# Ocean Deep



## RC James (Apr 7, 2018)

If the ocean possessed intelligence
your face would be it’s voice,
becalmed, after a rage of storms.

There is no precedent, no follow-up,
there is only you rushing into my head
every second of the day’s every minute.

If given the choice between life raft
and sure drowning, I wouldn’t hesitate
sinking into your depths, swallowing
as much of you as I could hold inside
before joining the glow of phosphorescent
creatures in your deepest regions, below
any understanding driven into me on land.


As translucent filament streaming,
I’d inhabit your inner life, blinking
on and off with my new luminous
identity, reliant on the currents of your
pulsing rhythms, reviving me again and again
with assurances that, here, I can go on into
oblivion, mangled corpse raised in liquid dance,
in this universe beyond winds, in this mystery,
this delight, this darkening of your conceit.

My mannered impostures fall under your gaze,
your constant rippling smile demands surrender
to this gangly, flowing, heaven of liquid night.


----------



## Charles Darwin (Apr 9, 2018)

I really loved the first half of this poem. But once you go to "I’d own the assurance that whippet-like,", you kind of lost me. It was too many words and hoops to jump through mentally to keep that smooth flow you first had.


----------



## RC James (Apr 9, 2018)

_It was too many words and hoops to jump through mentally_

Too bad - because the 4th stanza is is the core, the heart of the poem - the full avowal - RC


----------



## Outsider (Apr 9, 2018)

There is lots to be liked here with the one metaphor you work.  The rhythm of the lines are unfathomable to me, however (the pun is intentional, I'm afraid.)  I suggest that if you now focused on that you might be able to improve it and tighten it up.

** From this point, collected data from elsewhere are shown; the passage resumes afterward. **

PR #139, opened 2025-03-20
Implementing interface with /chat/completions endpoint

jpodivin:
* New response model for Log Detective API
* Configuration option for choosing alternative endpoints
* Removed dependence on llama-cpp response models
* Disabled R0913,R0917 pylint rules in several key places, as I consider passing all of these in struct an overkill

### DIFF
--- a/logdetective/server/models.py
+++ b/logdetective/server/models.py
@@ -1,5 +1,5 @@
 from logging import BASIC_FORMAT
-from typing import List, Dict, Optional
+from typing import List, Dict, Optional, Literal
 from pydantic import BaseModel, Field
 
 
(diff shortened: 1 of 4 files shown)


TomasTomecek (approved):
Very nice work! The code looks cleaner and more readable with the new endpoint.

logdetective/server/models.py
```diff
@@ -37,24 +37,29 @@ class JobHook(BaseModel):
     project_id: int
 
 
+class Explanation(BaseModel):
+    """Model of snippet or general log explanation from Log Detective"""
+
+    text: str
+    logprobs: Optional[List[Dict]] = None
+
+
```
sgallagher, line 46: Can we simplify the API for the snippets below by making Explanation behave like a `str` when needed?
```suggestion
class Explanation(BaseModel):
    """Model of snippet or general log explanation from Log Detective"""

    text: str
    logprobs: Optional[List[Dict]] = None

    def __str__(self):
        return self.text
```

logdetective/server/models.py
```diff
@@ -63,14 +68,17 @@ class StagedResponse(Response):
         'line_number': '<location_in_log>' }
     """
 
-    snippets: List[Dict[str, str | Dict | int]]
+    snippets: List[Dict[str, str | Explanation]]
```
sgallagher, line 71:
```suggestion
    snippets: List[Dict[str, Explanation]]
```

sgallagher: Also, the comment above this explaining the member doesn't match the implementation.

logdetective/server/models.py
jpodivin: I get what you mean. I'm not sure how useful it will be in practice but I'll include it. The whole response will have to be redone.

sgallagher: It just seems like it'll be easier on the consumer, rather than them needing to interrogate the returned object to see which type they received. We always return an `Explanation` and we can coerce it into a `str` if an existing client (are there any?) needs it to behave like a string.

sgallagher (approved):
LGTM :+1:

PR #141, opened 2025-03-21
prod deployment: point to latest version

TomasTomecek:
In 78e1db0c27381aaa9f48955870eda21ea4896f20 we have changed the way we
tag our release container images - we no longer have `latest-cuda`.

There we need to pin to specific version for the production deployment.

image

### DIFF
--- a/docker-compose-prod.yaml
+++ b/docker-compose-prod.yaml
@@ -1,7 +1,7 @@
 version: "3"
 services:
   llama-cpp:
-    image: quay.io/logdetective/runtime:latest-cuda
+    image: quay.io/logdetective/runtime:0.2.14-cuda
     build:
       context: .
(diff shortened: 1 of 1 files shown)


FrostyX:
> we no longer have latest-cuda.

Isn't this a step-back?

jpodivin:
> > we no longer have latest-cuda.
> 
> Isn't this a step-back?

Of a sort yes.  There were issues with the suffix being ignored by the metadata action. I've tried to work around it, but it didn't work. Versioning will work until we figure out some way to make both latest tags work reliably.

TomasTomecek:
I'll create a jira card to fix this.

jpodivin (approved):

TomasTomecek:
Rebased and merging.

(who is touching my branch with merge commits :grin:)

PR #142, opened 2025-03-21
Adding log line number information to the snippet

jpodivin:
Location of representative cluster sample, meaning the first log chunk matching created cluster, is now stored and used as part of prompt when using the Drain extractor.

Further changes:

* Fixing typo in SNIPPET_PROMPT_TEMPLATE
* Ammending StagedResponse model docstring
* Return type annotations for get_chunks utility function
* Refactoring snippet joining into format_analyzed_snippets function

### DIFF
--- a/logdetective/utils.py
+++ b/logdetective/utils.py
@@ -1,12 +1,12 @@
 import logging
 import os
-from typing import Iterator, List, Dict
+from typing import Iterator, List, Dict, Tuple, Generator
 from urllib.parse import urlparse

For example, the second stanza has a regular meter in each line and seems to work well to me.  And, for example, the first stanza has the opposite effect to me.  I think it would be stronger if you changed the second line slightly, fixed the typo to "its" and dropped the rest of the third line:

"If the ocean possessed intelligence
your lustrous face would be its becalmed voice."

"a rage of storms" is not needed as "becalmed" makes it mostly redundant and it seems one of the least original metaphors you use.  By adding "lustrous" the beat of the two lines is mirrored in a way analogous to the mirroring of the face and the ocean and reflecting (pun intentional) how the calm ocean is a mirror.

Another example: I think you could add to the 4th verse by using meter better.  A thought I had was that you could use alternating lines of 9 and 10 beats to imply the waving back and forth of the currents while being similar enough to make the reading easier and more rhythmic.

There were three images in your poem that struck me as incongruous.  The first is the hypothetical choice between a life raft and drowning.  I don't see that the life raft is at all relevant.  What would the protagonist potentially be saved from? He/she doesn't seem to want to be "saved" from drowning/from his or her face.  I would just drop the life raft image altogether or develop it to make it make more sense.  For example if others had dragged your protagonist into a life raft because they thought to save him from the sea, the protagonist could thank them, explain that it was not what he/she wanted and dive back in and plunge down as deeply as possible.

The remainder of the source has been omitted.